Jatuhnya mata uang juga berdampak pada perekonomian suatu negara: Di Turki, tingkat inflasi mencapai puncaknya lebih dari 25 persen. Ketika bank sentral menaikkan suku bunga utama menjadi 24 persen, presiden menunjukkan sikapnya Recep Tayyip Erdogan tidak puas dengan keputusan ini.
Dia menyerukan agar suku bunga utama diturunkan, namun hal ini tidak terjadi. Kepala bank sentral saat itu, Murat Cetinkaya, menolak tuntutan tersebut dan dengan demikian menunjukkan independensinya. Namun kini Erdogan telah mengambil tindakan: sekitar dua minggu lalu, ia memecat Cetinkaya dalam semalam dan mengangkat deputi sebelumnya, Murat Uysal, sebagai kepala bank sentral.
Rencana Erdogan untuk Turki: “Sebagai seorang ekonom, Anda harus menerima”
Kini ketidakpastian di kalangan investor kembali meningkat karena Erdogan terus menuntut penurunan suku bunga utama. Bertentangan dengan teori ekonomi pada umumnya, ia percaya bahwa tingkat suku bunga yang tinggi tidak mengekang inflasi, namun justru mempercepatnya. “Sebagai seorang ekonom, Anda harus menerima pernyataan seperti itu,” Jürgen Michels, kepala ekonom di BayernLB, mengatakan kepada Business Insider. “Bertentangan dengan asumsi Erdogan, bukan tingginya suku bunga yang bertanggung jawab atas tingginya inflasi, namun kedua perkembangan tersebut adalah akibat dari jatuhnya mata uang,” jelasnya.
Dengan pemahamannya tentang ekonomi, Erdogan justru mencapai kebalikan dari rencananya. “Jika bank sentral menurunkan suku bunga sebesar dua persen – seperti tuntutan Erdogan – ini berarti devaluasi lira secara signifikan. Pada akhirnya, hal ini hanya akan meningkatkan inflasi lebih lanjut.”jelas Michels.
Erdogan harus fokus pada stabilitas mata uang
Karena Turki membutuhkan donor asing, hilangnya kepercayaan akan menjadi pukulan telak bagi negara tersebut. Oleh karena itu, Erdogan sebaiknya tidak menjadikan penurunan suku bunga sebagai prioritas utamanya, namun fokus pada lira. “Prioritas utama Erdogan seharusnya adalah mata uang yang stabil – namun penurunan suku bunga akan berarti sebaliknya,” kata Michels.
Namun: Terlepas dari apa yang terjadi, Turki sejauh ini terhindar dari penjualan lira lagi. Sekitar setahun yang lalu, lira ambruk karena meningkatnya perselisihan dengan AS – kini lira sudah agak stabil kembali. “Setelah pengangkatannya, kepala bank sentral yang baru, Murat Uysal, mengumumkan kelanjutan kebijakan moneter independen,” kata Michels. “Investor masih percaya bahwa Uysal bukan sekadar boneka Erdogan.”
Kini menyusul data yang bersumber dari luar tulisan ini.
PR #3323, opened 2024-09-02
Remaps the Kansatsu-class Scout Courier.

Sadhorizon:
## About The Pull Request
**THE SHIP IS NO LONGER SPAWNABLE FREELY**

**TODO:**
- [x] floors :D
- [x] ship desc
- [x] more missions
- [x] make command bed room not suck
- [x] give IO a privacy switch or whatever
- [x] 22 cargo desc
- [x] gut the disks

Biggest changes:
- **The Kansatsu now gets mission holodisks. Look at Ranger and LP missions to see what I mean.** The idea behind those is that they are gimmicky objectives based around spy stuff because that's cool. Intel gathering and minor theft. Don't want them to be a license to antag either because that's dumb. **I AM IN NEED OF MORE IDEAS. PLEASE GIMME.** 
- It's no longer a 1 tile hell.
- You generally get more gear now.
- The ship is now more flavorful.
- There are now security cameras in every room. Yes, bathroom gets one too.

Thank you @Bjarl for an updated ship description <3

<details><summary>Screenshots:</summary>
<p>

scrnshot1

StrongDMM-2024-09-17 10 39 23

StrongDMM-2024-09-22 10 41 58

</p>
</details> 

## Why It's Good For The Game
Kansatsu definitely needs a refresh.
Maptainers wanted it to be an aspawn.
Also I think the missions are going to be a great addition. Some pre-made gimmicks you can do.

## Changelog

:cl:
tweak: Kansatsu-class Scout Courier has been remapped.
del: Kansatsu-class is now aspawn-only.
del: Removes all the misc mining gear from the Field Agent outfit.
/:cl:

PR #3485, opened 2024-10-06
Reflavors the Li Tieguai-class.

Sadhorizon:
## About The Pull Request
Li Tieg is now more similar to #3323 style-wise, with the difference that it's in Biodynamics teal instead of fully in VS red.

<p>

scrnshot1

StrongDMM-2024-10-17 21 02 51

StrongDMM-2024-10-06 23 02 48

</p>
</details> 

Also tweaks Li Tieg's weaponry:
- Trauma team looses one Ringneck, but gains a Rattlesnake. - Rattlesnake is just cool.
- Captain looses the Viper. It's replaced by a Himehabu and an edagger. - A Himehabu fits CS caps waaaay better than a Viper. Edagger is also CS special.
- Director looses the Ringneck and the Dart Gun. They only get an edagger now. Sorry. - I'd say they really don't need a gun. Edagger is cool though.

## Why It's Good For The Game
Please stop with the carpets and curtains. I beg you.

## Changelog

:cl:
tweak: Reflavored Li Tieguai-class to use Cybersun Biodynamics colors.
balance: Removed the Viper, the Dart Gun and two Ringnecks from the Li Tieguai. Instead, added a Rattlesnake, a Himehabu and two edaggers.
fix: Li Tieguai captain is now an officer.
/:cl:


generalthrax:
I've captained the Li Tieguai a lot. Possibly more than anyone else. There is one major issue (to me) that this could fix

image

The armoury being in the dorms always felt really weird. Felt like it could be swapped places with the bathroom to be in the Trauma Team prep room instead, up here.

image

Apogee-dev:
Oh right, please put the guns in pistol cases. They shouldn’t be spawning loose unless they’re in a gun rack or display case or something like that- iirc we were moving towards using those cases even in job equipment lockers like we see here.

Sadhorizon:
> The armoury being in the dorms always felt really weird. Felt like it could be swapped places with the bathroom to be in the Trauma Team prep room instead, up here.

I feel like it would either make the bathroom hyper squished (bad), or make it cut into dorms (also bad).

I agree that it sucks but I really don't want to fix the layout in here, as, let's be real, most of it sucks.

PR #3502, opened 2024-10-08
E40 Changes (.299 cargo and firerate)

generalthrax:
## About The Pull Request

Brings up the E40 ballistic mode firerate by a fair amount to compensate for the significantly lower damage. Experimenting, mostly. Takes the .299 Caseless box out of the black market and adds it to cargo. Fixes a typo that said it held 75 rounds when it actually held 120. You're gonna need that ammo, it guzzles.

## Why It's Good For The Game

E40 is a Big, Big purchase if you don't already have it and the Raleigh starts with the rifle and needs to Gamble in order to get more ammo. Should make it the legendary, expensive weapon it is And make both components Actually Usable.

## Changelog

:cl:
balance: E40 hybrid rifle ballistic mode now shoots faster
balance: .299 Caseless taken out of the black market, added to cargo
fix: .299 Caseless now correctly states it holds 120 rounds
/:cl:


code/modules/cargo/packs/ammo.dm
```diff
@@ -422,6 +422,11 @@
 	contains = list(/obj/item/ammo_box/a44roum/hp)
 	cost = 500
 
+/datum/supply_pack/ammo/c299
+	name = ".299 Eoehoma Caseless Ammo Box Crate"
+	desc = "Contains a 120-round box of .299 Caseless ammo from the defunct Eoehoma. Used for the E-40 Hybrid Rifle."
+	contains = list(/obj/item/ammo_box/c299)
```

Baca juga: Kekhawatiran tentang jet tempur F-35: Erdogan membuat mimpi buruk AS menjadi kenyataan – dan Trump diam
Selain itu, kondisi Turki saat ini lebih baik dibandingkan tahun 2018. Tahun lalu, Federal Reserve AS masih dalam jalur menaikkan suku bunga utama, yang juga akan meningkatkan utang Turki dalam dolar AS. Kini sepertinya Federal Reserve AS juga ingin menurunkan suku bunganya lagi, yang dapat meringankan utang Turki.
Erdogan mengancam akan “menggoyahkan” perekonomian Turki.
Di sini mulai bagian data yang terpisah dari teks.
PR #3518, opened 2024-10-10
Suspicious Duffel Bags now incur movement slowdown

MemeSnorfer:
## About The Pull Request

Suspicious duffel bags now incur movement slowdown like any other duffel bag.

## Why It's Good For The Game

The amount of times I've seen this used to powergame storage is more times than I'd like to see.

## Changelog

:cl:
balance: Suspicious Duffel Bags now incur movement slowdown
/:cl:

PR #3521, opened 2024-10-10
Syndicate duffle bags are slighlty faster then a normal duffel

FalloutFalcon:
## About The Pull Request
"reverts" #3518 which changes the slowdown from 0 to 1. This changes it to 0.75

## Why It's Good For The Game
Prevents the duffel from being a straight upgrade to backpacks and instead makes it a slightly better duffel
Fits the vibe that they are tactical and thus faster then a normal duffel.

## Changelog

:cl:
add: Syndi duffels are slightly faster then a normal dufflel, powergamers rejoice.
/:cl:


Apogee-dev:
I think the full removal was fine. Syndicate-origin gear should not generally be a straight upgrade over normal equipment (this applies to the syndie hand tools too, for example)- making it an upgrade like this means mappers can’t just use it the same way we would a normal duffel bag as gear on ships and player outfits.

meemofcourse:
sorry, no

PR #3529, opened 2024-10-11
Outpost Vendors Cost Money

Erikafox:
## About The Pull Request
Outpost vendors now cost some money (instead of selling everything for free)
also ports https://github.com/tgstation/tgstation/pull/54463

## Why It's Good For The Game
The economy is in shambles

## Changelog

:cl:
balance: Outpost vending machines now cost money.
/:cl:


Sadhorizon:
Issue here is that prices are balanced around stations.
I think it all should be made *very* cheap, as more of a symbolic price than anything. The likes of 10 credits per item maybe. So the outpost doesn't give stuff for free, but also, you can still buy all you really need with the roundstart 150.

Also, make sure it actually works. I tried this before and I couldn't actually buy stuff, probably because of bank cards.

Erikafox:
yeah i made it work and also changed prices across the board. balance is pulled completely out of my ass.

code/modules/vending/_vending.dm
```diff
@@ -194,6 +193,8 @@ IF YOU MODIFY THE PRODUCTS LIST OF A MACHINE, MAKE SURE TO UPDATE ITS RESUPPLY C
 
 	Radio = new /obj/item/radio(src)
 	Radio.listening = 0
+	if(istype(get_area(src.loc), /area/outpost) || istype(get_area(src.loc), /area/ruin))
+		all_items_free = FALSE
```
FalloutFalcon, line 197: I think this would make more sense as a !ship_area but this is also fine.

FalloutFalcon (approved):
If it was me I would also let you hack them to turn the prices on and off.

Erikafox:
> If it was me I would also let you hack them to turn the prices on and off.

I feel like that's a way to completely circumvent what im doing with this

Anticept:
This PR seems to have made ALL vendors cost money, including ones found as loot.

This is a bit odd for places like the singulo lab for example, where the engineering vendors are charging money...

Erikafox:
image

Anticept:
I saw it. That makes this PR's title and its changelog incomplete and misleading since it only says outpost but is being applied to ruins too, which is odd for some vendors, and in a roundabout way, is changing loot available in ruins.

tantspants:
prices are totally ridiculous. 100 cr for lime juice? It should be 1/10 that.

Erikafox:
make a pr to reduce prices?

Terlepas dari itu, menurut ekonom Michels, bank sentral Turki berada di jalur yang benar: tingkat inflasi telah turun dari 15,7 persen. Meskipun tingkat suku bunga yang tinggi memberikan tekanan pada perusahaan-perusahaan lokal karena biaya pinjaman juga mahal, intervensi dalam kebijakan moneter pada dasarnya salah. “Dengan ketenangan dan kesinambungan dalam kebijakan moneter, Turki akan menuju titik terendahnya. Pertumbuhan ekonomi moderat sekitar 1,5 persen akan mungkin terjadi lagi dalam waktu dekat, namun penurunan suku bunga utama akan menghilangkan dampak positif bank sentral dalam beberapa bulan terakhir,” kata Michels.
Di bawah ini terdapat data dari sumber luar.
PR #3553, opened 2024-10-13
Console examine_more viewability change

zimon9:
## About The Pull Request

This PR makes it so that you can view a console, laptop, a wideband log, the screen on an APC, and the gasses measured from an air alarm, from one tile away. You can not interact with the UI unless you are right next to it. To do this, the examine_more function is used.

## Why It's Good For The Game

Sebaliknya, pendekatan buku teks akan masuk akal – tidak menerapkan pandangan Erdogan bahwa tingkat suku bunga yang tinggi akan menyebabkan inflasi yang tinggi. “Penurunan suku bunga utama hanya akan masuk akal jika inflasi turun. Sebaliknya, Erdogan dapat kembali menggoyahkan perekonomian dengan pandangan dan strateginya sendiri,” kata Michels.